TO DO: Write each line again exactly as it is, from the opening line of the records below through the one containing "On Intel Macs, the", and add nothing.

Start of Block

PR #9257, opened 2026-05-05
UI/Qt+LibCore: Lock IOSurface for safe CPU reads on macOS

christianfrey:
On Intel Macs, the IOSurface backing the Qt QImage may be updated by the GPU, but CPU access is not guaranteed to be coherent without explicit synchronization. This results in blank pages in the Qt UI.

This change adds lock_read_only() / unlock_read_only() around the Qt rendering path to ensure proper synchronization when reading from the IOSurface.

Apple Silicon is unaffected due to unified memory, but the locking is kept for correctness.

### DIFF
--- a/Libraries/LibCore/IOSurface.cpp
+++ b/Libraries/LibCore/IOSurface.cpp
@@ -125,4 +125,14 @@ void* IOSurfaceHandle::core_foundation_pointer() const
     return m_ref_wrapper->ref;
 }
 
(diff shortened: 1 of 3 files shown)


christianfrey:
Open to any feedback or suggestions if needed.

christianfrey:
Superseded by #9798, the issue is fixed there, closing this one.

PR #9262, opened 2026-05-05
Update build instructions for openSUSE Leap

trmazi:
Updated openSUSE installation instructions for Leap 16.0

Adds `cargo` and `cargo-c` for Rust.

I've just built on Leap, testing Tumbleweed now.


shannonbooth:
Rust is already mentioned in build pre requisites here: https://github.com/trmazi/ladybird/blob/e60870fa6c492abf61d4506f774f12c0bde4b4a7/Documentation/BuildInstructionsLadybird.md#build-prerequisites

But this has caused confusion enough times that I think it would make sense to clarify or change in some way (but consistent for all platforms).

PR #9739, opened 2026-05-29
UI/Qt: Put DevTools banner in its own widget, not a status bar

AtkinsSJ:
Using the status bar for this meant that the "DevTools is enabled on port X" message would get overwritten whenever the user hovered over a menu item. We don't otherwise use or need a status bar, so replace it with an explicit banner widget that's only used for this purpose. Keep the existing styling so it looks the same as before.

### DIFF
--- a/UI/Qt/BrowserWindow.cpp
+++ b/UI/Qt/BrowserWindow.cpp
@@ -19,6 +19,7 @@
 #include <UI/Qt/Application.h>
 #include <UI/Qt/BrowserWindow.h>
 #include <UI/Qt/ChromeStyle.h>
+#include <UI/Qt/DevToolsBanner.h>
 #include <UI/Qt/Icon.h>
 #if defined(AK_OS_MACOS)
 #    include <UI/Qt/MacWindow.h>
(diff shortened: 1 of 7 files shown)


UI/Qt/BrowserWindow.cpp
```diff
@@ -447,7 +448,33 @@ BrowserWindow::BrowserWindow(Vector<URL::URL> const& initial_urls, IsPopupWindow
...
     m_tabs_container->set_new_tab_action(m_new_tab_action);
 
-    setCentralWidget(m_tabs_container);
+    auto* main_widget = new QWidget(this);
+    auto* main_layout = new QVBoxLayout(main_widget);
+    main_layout->setContentsMargins(0, 0, 0, 0);
+    main_layout->setSpacing(0);
+    main_layout->addWidget(m_tabs_container, 1);
+
+    m_devtools_banner = new QWidget(main_widget);
```
trflynn89: Can we make the banner a proper widget subclass in its own file, like the find-in-page widget? IMO there's already too much going on in BrowserWindow.cpp

AtkinsSJ: Sure! Makes sense. I'll take a look next week probably.

AtkinsSJ:
Changes: It's a DevToolsBanner widget now.

Now that we have vertical tabs, there's a decision to make about whether this should span the entire window or just the web page area. I've gone with it spanning the whole window as it's a property of Ladybird rather than of a specific page.

Screenshot_20260601_112639

PR #9740, opened 2026-05-29
Tests: Make srcdoc content blocker test less flaky (hopefully)

AtkinsSJ:
Threw this at Codex because it's been timing out a lot recently on CI. I'm not 100% convinced by its explanations, but I figure that any time we can avoid an echo server, it'll be more stable if we do. I guess we'll see if we still get flakes. 😅

### DIFF
--- a/Tests/LibWeb/Text/input/content-blocker-srcdoc-frame-cosmetic-source.html
+++ b/Tests/LibWeb/Text/input/content-blocker-srcdoc-frame-cosmetic-source.html
@@ -1,38 +1,33 @@
 <!DOCTYPE html>
 <script src="./include.js"></script>
 <script>
-    asyncTest(async () => {
-        const server = httpTestServer();
-        const targetURL = await server.createEcho("GET", "/content-blocker-srcdoc-frame-cosmetic-source.html", {
-            status: 200,
-            headers: {
-                "Content-Type": "text/html",
-            },
-            body: `
-                <!DOCTYPE html>
-                <iframe id="frame" srcdoc="<div class='ad'></div>"></iframe>
-                <script>
-                    let output = "";
-                    function println(line) {
-                        output += line + "\\n";
-                    }
+    asyncTest(async done => {
+        // The srcdoc iframe inherits its base URL from its parent document. We need it to be localhost so that the
+        // content blocker's matching rule will apply to it.
+        const base = document.createElement("base");
+        base.href = "http://localhost/";
+        document.head.appendChild(base);
 
-                    window.addEventListener("load", () => {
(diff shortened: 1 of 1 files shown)


Tests/LibWeb/Text/input/content-blocker-srcdoc-frame-cosmetic-source.html
```diff
@@ -1,38 +1,31 @@
...
-                <!DOCTYPE html>
-                <iframe id="frame" srcdoc="<div class='ad'></div>"></iframe>
-                <script>
-                    let output = "";
-                    function println(line) {
-                        output += line + "\\n";
-                    }
+    asyncTest(async done => {
+        const base = document.createElement("base");
+        base.href = "http://localhost/content-blocker-srcdoc-frame-cosmetic-source.html";
```
sideshowbarker:
```suggestion
        base.href = "http://localhost/";
```

Tests/LibWeb/Text/input/content-blocker-srcdoc-frame-cosmetic-source.html
```diff
@@ -1,38 +1,31 @@
...
-            },
-            body: `
-                <!DOCTYPE html>
-                <iframe id="frame" srcdoc="<div class='ad'></div>"></iframe>
-                <script>
-                    let output = "";
-                    function println(line) {
-                        output += line + "\\n";
-                    }
+    asyncTest(async done => {
```
sideshowbarker, line 4:
```suggestion
    asyncTest(async done => {
    // A srcdoc frame inherits its base URL from the parent, and cosmetic rules match on
    // that URL — so set the base to localhost to make 'localhost##.ad' apply in the frame.
```

sideshowbarker (approved):
Tested with several hundred runs — along with the sibling tests.

This clearly seems to be the right fix . But to make it more clear, you might want tweak the commit message to have the _“wait for the iframe load event”_ part be more prominent — since that’s what the real fix is (as opposed to the _“run entirely in the original test document instead of navigating to an echo-server page”_ part).

Maybe something like this:

```text
Tests: Make srcdoc content blocker test deterministic

This change fixes the test to wait for the iframe load event before
reading its contentDocument — so the frame is parsed before the test
inspects it.

The old page read the srcdoc frame's contentDocument from a window load
handler without waiting for the frame itself to load. When the frame was
not yet parsed, the .ad lookup returned null — and reading its computed
style threw before internals.signalTestIsDone() was ever called. And
that manifested as a runner timeout.

```

AtkinsSJ:
Thank you! Suggestions applied.

PR #9741, opened 2026-05-29
Everywhere: Use PCH files

R-Goc:
This PR enables the use of PCH files with clang based compilers. The full build went from 12m 43.33s to 6m 40.96s so a 1.9x speedup. Attached are ClangBuildAnalyzer build traces before and after all the changes. There is probably quite a bit left to optimize with PCH files alone, maybe even below 6 minutes but it is more difficult. This set of PCH files mostly targeted the very commonly included files, so low hanging fuit. Within each lib that has a significant enough number of file an additional PCH.h file could be created if there are some that are always internally included. This would improve iteration on those libs. Of course reducing unneded header inclusion would help too, but it is fairly hard to find these.

Further siginificant improvements to build time have a few avenues to explore:
- Merging test files to reduce the number of executables that have to be linked should be fairly easy, though slightly tedious. That could cut over a minute easily.
- With the increasing number of rust components we should also look into improving their compile speed as the amount of time they take is unproportionally large compared to their size. 
- A unity build would also improve build times by cutting down on parse times for headers outside the pch and reducing duplicated template instantiations. 

[build_trace.txt](https://github.com/user-attachments/files/28411159/build_trace.txt)
[pch_trace_v12.txt](https://github.com/user-attachments/files/28411160/pch_trace_v12.txt)


gmta:
Make sure to include benchmark results once you undraft this :)

R-Goc:
> Make sure to include benchmark results once you undraft this :)

Yeah, also had to fix an issue with quotes in cmake. It looks like this PR will require a full reconfigure as the ccache args were not actually updated on my machine without that.

nico:
(I don't have an opinion on this PR, but I'll point out that once this goes in, people building with clang locally won't see if they forget to include any of the headers in AK/PCH.h until they upload their diff to github and the gcc CI tells them.)

R-Goc:
> (I don't have an opinion on this PR, but I'll point out that once this goes in, people building with clang locally won't see if they forget to include any of the headers in AK/PCH.h until they upload their diff to github and the gcc CI tells them.)

Yes I'm aware of that. But realistically we include pretty much all of AK everywhere. GCC CI is quite fast (unlike Mac) so it shouldn't be too bad. Also auto complete in pretty much every editor automatically adds the required header so it's not that common to miss a header when developing.

Libraries/LibCore/CMakeLists.txt
```diff
@@ -95,6 +95,10 @@ endif()
 ladybird_lib(LibCore core EXPLICIT_SYMBOL_EXPORT)
 target_link_libraries(LibCore PRIVATE LibSync Threads::Threads LibUnicode LibURL LibTextCodec)
 
+if (LADYBIRD_ENABLE_PCH)
+    target_precompile_headers(LibCore PRIVATE ${LADYBIRD_SOURCE_DIR}/AK/PCH.h)
```
cqundefine: Random idea: Why not move those calls for libraries to `ladybird_lib`, and allow the caller to pass an alternative precompiled header via an argument.

Meta/CMake/compile_options.cmake
```diff
@@ -194,7 +202,11 @@ include(${CMAKE_CURRENT_LIST_DIR}/sanitizers.cmake)
 include(CheckPIESupported)
 check_pie_supported(LANGUAGES CXX)
 if(CMAKE_CXX_LINK_PIE_SUPPORTED)
-    set(CMAKE_POSITION_INDEPENDENT_CODE ON)
+    # PIE doesn't really matter for us since all our logic is in libraries,
+    # This allows for shared PCH files between libraries and executables
```
cqundefine, line 206: This probably deservers a note why this is a problem (as far as I understand from the CMake discussion you linker on Discord, it's because of the -fPIE and -fPIC difference)

Meta/CMake/targets.cmake
```diff
@@ -154,6 +154,13 @@ function(ladybird_test test_src sub_dir)
     ladybird_windows_bin(${LADYBIRD_TEST_NAME} CONSOLE)
     ladybird_generate_dsym(${LADYBIRD_TEST_NAME})
 
+    if (LADYBIRD_ENABLE_PCH)
+        if (NOT LADYBIRD_TEST_NAME MATCHES TestYUVData)
```
cqundefine: Maybe `ladybird_test` also deserves a `SKIP_PCH` argument to avoid hardcoding anything here.

cqundefine (commented):
Some random ideas on how to make this neater, probably fine to ignore those if you think it's better the way it is right now.

Meta/CMake/compile_options.cmake
R-Goc: I'll add one.

Meta/CMake/targets.cmake
R-Goc: Yeah that would be better. I don't know how to write that in cmake though, maybe AI will help.

cqundefine: To add an option you can just modify the `cmake_parse_arguments` in `ladybird_test`, the first `""` in there are the options that don't have values (like this one), you can just make it `"SKIP_PCH"`, and the you should just have a `LADYBIRD_TEST_SKIP_PCH` available as boolean. Kind of like `EXPLICIT_SYMBOL_EXPORT` in `ladybird_lib`.

gmta:
Benchmarked this PR on my MacBook M4 Pro, 14 threads, `RelWithDebInfo`. I've excluded vcpkg configure+install. Ran them with and without ccache enabled.

### Full Builds

| Scenario | Baseline | PCH PR | Delta |
|---|---:|---:|---:|
| No ccache | 249.30s | 199.05s | 20.2% faster |
| Ccache enabled, cold cache | 286.44s | 231.15s | 19.3% faster |
| Ccache enabled, warm cache | 22.65s | 23.81s | 5.1% slower |

### Incremental Builds

| Edit | Baseline no ccache | PCH no ccache | Delta | Baseline ccache warm | PCH ccache warm | Delta |
|---|---:|---:|---:|---:|---:|---:|
| `LibWeb/DOM/Document.h` | 59.50s | 39.93s | 32.9% faster | 65.69s | 46.66s | 29.0% faster |
| `LibGfx/Bitmap.h` | 134.78s | 145.01s | 7.6% slower | 145.45s | 182.47s | 25.5% slower |
| `AK/String.h` | 231.42s | 172.45s | 25.5% faster | 252.88s | 204.17s | 19.3% faster |
| `LibWeb/DOM/Document.cpp` | 11.49s | 10.89s | 5.2% faster | 11.09s | 10.81s | 2.5% faster |

### Disk Usage

| Measurement | Baseline | PCH PR | Delta |
|---|---:|---:|---:|
| Build dir | 2033 MiB | 2460 MiB | +427 MiB |
| `.pch` files in build dir | 0 MiB | 406 MiB | +406 MiB |
| Final `lib/` dir | 123 MiB | 124 MiB | +1 MiB |
| Final `bin/` dir | 44 MiB | 44 MiB | 0 MiB |

R-Goc:
How am I getting 90% with you getting 20%. What on earth. Could you run ClangBuildAnalyzer and take a look?

gmta:
> How am I getting 90% with you getting 20%. What on earth. Could you run ClangBuildAnalyzer and take a look?

Can you share some details of your benchmark setup first? Those are missing from the PR description / commit messages.

R-Goc:
Well one part is ClangBuildAnalyzer. There I can see frontend time going down from 14k seconds to 4.5k, along with a small improvement in backend time. So total time goes from around 17k secodns to 7.5k seconds. I was adding the top headers from clang build analyzer to the PCH files. For the times I gave I just ran ninja, after a clean with CCACHE_DISABLE=1. So there was no configure time, and rust only built the final binary, not the deps. Could you also maybe share the trace from the ninja build log where you get the 20% for the full build? I am using clang 23 built from git, fully optimized like a release.

gmta:
@R-Goc thanks - what machine and build environment?

R-Goc:
Windows, building natively. The default release profile, so a dynamic build. Nearly latest toolchain.

R-Goc:
As for the machine it's an intel core ultra 155h with 32GB of ram and a gen 4 nvme SSD.

gmta:
> Windows, building natively

Could the difference be explained in terms of filesystem performance? As far as I know, the Windows filesystem stack is notoriously slow compared to macOS / Linux.

gmta:
But honestly, I'm less concerned about the "just 20% faster", I expect that incremental builds being slower with a warm ccache is going to be the most common for me.

gmta:
ClangBuildAnalyzer logs:

* [baseline-clang-build-analyzer.txt](https://github.com/user-attachments/files/28506339/baseline-clang-build-analyzer.txt)
* [pch-clang-build-analyzer.txt](https://github.com/user-attachments/files/28506340/pch-clang-build-analyzer.txt)

R-Goc:
I am using a dev drive so it shouldn't be too bad, with proper AV exclusions as well. If you run ClangBuildAnalyzer we will probably know by the difference in the ratio of frontend to backend time. Also it's possible the MS STL headers are heavier, but iirc we try not to include heavy STL headers anyways. I don't have a build set up in wsl to test, and that might not be representative either. Edit: ninja'd

R-Goc:
Huh. Your parse times are way lower. So that may be filesystem perf. On the other hand frontend time is a bigger component than on windows relatively. Which doesn't make much sense to me.

R-Goc:
> But honestly, I'm less concerned about the "just 20% faster", I expect that incremental builds being slower with a warm ccache is going to be the most common for me.

They shouldn't be unless you actually touch a header that is in the PCH. That was the whole point. So like the AK string.h row I don't understand at all. Did you just touch the file? If you do that with ccache on the only thing that is being benchmarked is the speed of ccache. To get a number for an actual rebuild you would need to make a change that changes the hash of the file, even a comment should do.

gmta:
> Did you just touch the file?

No, I added a comment to those files triggering the rebuild.

> They shouldn't be unless you actually touch a header that is in the PCH.

Including transitive header includes, right?

R-Goc:
Yes including transitive includes. But a change to String.h should cause a real rebuild so I don't get how you got that ccache warm number. That looks like a ccache benchmark.  Comparing CCACHE_DISABLE to ccache cold is interesting. I didn't know the overhead to store files was that large. Or rather I don't understand the ccache warm columns at all.

gmta:
> But a change to String.h should cause a real rebuild

Ah a comment change should not affect the build since ccache strips comments during preprocessing afaik. I'll check if I can update it with an actual code change.

R-Goc:
> Ah a comment change should not affect the build since ccache strips comments during preprocessing afaik. I'll check if I can update it with an actual code change.

Makes sense. As for the size difference, it looks like the size on disk is just big. Each instance of the PCH is 16MB. LibWeb is 70, LibJS is 26. The size is from the .pch file itself. So I guess whatever format clang uses is not compressed at all, and maybe it is just the raw AST.

R-Goc:
Looks like the Gfx/Bitmap.h regression comes from it being included in the PCH transitively by quite a few of the sources.

gmta:
I've updated the incremental build times with edits to the code instead of adding a comment, which shows somewhat better results for especially `String.h` and `Document.h`. `Bitmap.h` is still a fairly big regression.

R-Goc:
I don't think Bitmap.h is a good benchmark. I looked at the history of it and its includes and it is changed very rarely. If there is an actually often changed header with a bad regression like that I will certainly pull it out.

gmta:
> I don't think Bitmap.h is a good benchmark. I looked at the history of it and its includes and it is changed very rarely.

There are roughly 500 transitive includes in the PCH files, in which there were more than 350 changes in the last 6 months. I can pick a more suitable candidate but I doubt it changes the picture much :)

R-Goc:
> > I don't think Bitmap.h is a good benchmark. I looked at the history of it and its includes and it is changed very rarely.
> 
> There are roughly 500 transitive includes in the PCH files, in which there were more than 350 changes in the last 6 months. I can pick a more suitable candidate but I doubt it changes the picture much :)

How much of that is AK? I can get rid of the headers that aren't included literally everywhere if you prefer.

gmta:
> > > I don't think Bitmap.h is a good benchmark. I looked at the history of it and its includes and it is changed very rarely.
> > 
> > 
> > There are roughly 500 transitive includes in the PCH files, in which there were more than 350 changes in the last 6 months. I can pick a more suitable candidate but I doubt it changes the picture much :)
> 
> How much of that is AK? I can get rid of the headers that aren't included literally everywhere if you prefer.

About 50 changes, ~15%. But isn't the goal to decrease build times by including the headers that are included everywhere?

R-Goc:
Looked at this today and to remove Gfx/Bitmap I have to remove DOM/Element.h, HTML/HTMLElement.h, HTML/ImageBitmap.h, Painting/PaintStyle.h, SVG/SVGImageElement.h, Layout/Box.h, DOM/ShadowRoot.h. Honestly with that huge number of includes I'm surprised it's slower for you, I guess these all get included in a certain subset of files, so aren't as spread out. So I'm not 100% sure it's worth the tradeoff. I looked at what's included in Bitmap and it seems stable.

gmta:

PR #9743, opened 2026-05-29
LibIPC: Avoid InitTransport deadlocks on Windows during IPC communication

heitke:
This PR fixes Ladybird to run natively on Windows again.

Background:
Ladybird uses a parent/child process architecture with lots of
inter-process communication (IPC) messages. On Windows, the message
handler currently runs synchronously and is therefore susceptible to
deadlocking if messages are sent before initialization is complete.

This is currently happening when the WebContent child process starts
up, causing Ladybird to crash or hang on startup.

PR 9450
(https://github.com/LadybirdBrowser/ladybird/pull/9450)
attempts to fix this in a perhaps preferable way by changing to an
asynchronous Windows socket implementation. However, this PR attempts
to solve the problem while maintaining the current architecture.

Changes:
Instead of sending an InitTransport message when spawning a new child
process, this PR uses the existing SOCKET_TAKEOVER environment
variable to pass ::<parent_pid> instead of only passing
(file descriptor).

I'd argue that this is acceptable, and maybe even preferred, because
all child processes are likely to need the parent pid anyway.

Unfortunately, the implementation was not quite that simple because
Ladybird also creates secondary connections between child processes.
For all secondary connections, this PR continues to process the
InitTransport message on Windows to exchange pids.

Alternatives:
I also considered having the WebContent child process delay creating
the tab until startup finished so the message loop could start
successfully. I decided this was too large of a departure from the
current architecture, and it would leave us vulnerable to similar
problems in the future if we do not address the broader concern.

I also considered passing the pid via a command-line argument or via
a new environment variable, but decided that extending the
SOCKET_TAKEOVER method was more elegant.

### DIFF
--- a/Libraries/LibCore/SystemServerTakeover.cpp
+++ b/Libraries/LibCore/SystemServerTakeover.cpp
@@ -14,6 +14,7 @@ namespace Core {
 
 HashMap<ByteString, int> s_overtaken_sockets {};
 bool s_overtaken_sockets_parsed { false };
+Optional<pid_t> s_parent_pid {};
 
 static void parse_sockets_from_system_server()
 {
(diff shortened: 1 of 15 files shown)


heitke:
Upon more reflection, I really think we need an async Windows socket implementation. Otherwise we are going to have too many future issues. Converted this to a draft for now while I investigate that strategy more before requesting a merge on this one.

heitke:
Implemented a simpler, more robust solution here https://github.com/LadybirdBrowser/ladybird/pull/9770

End of Block

TASK OUTPUT:
PR #9257, opened 2026-05-05
UI/Qt+LibCore: Lock IOSurface for safe CPU reads on macOS

christianfrey:
On Intel Macs, the IOSurface backing the Qt QImage may be updated by the GPU, but CPU access is not guaranteed to be coherent without explicit synchronization. This results in blank pages in the Qt UI.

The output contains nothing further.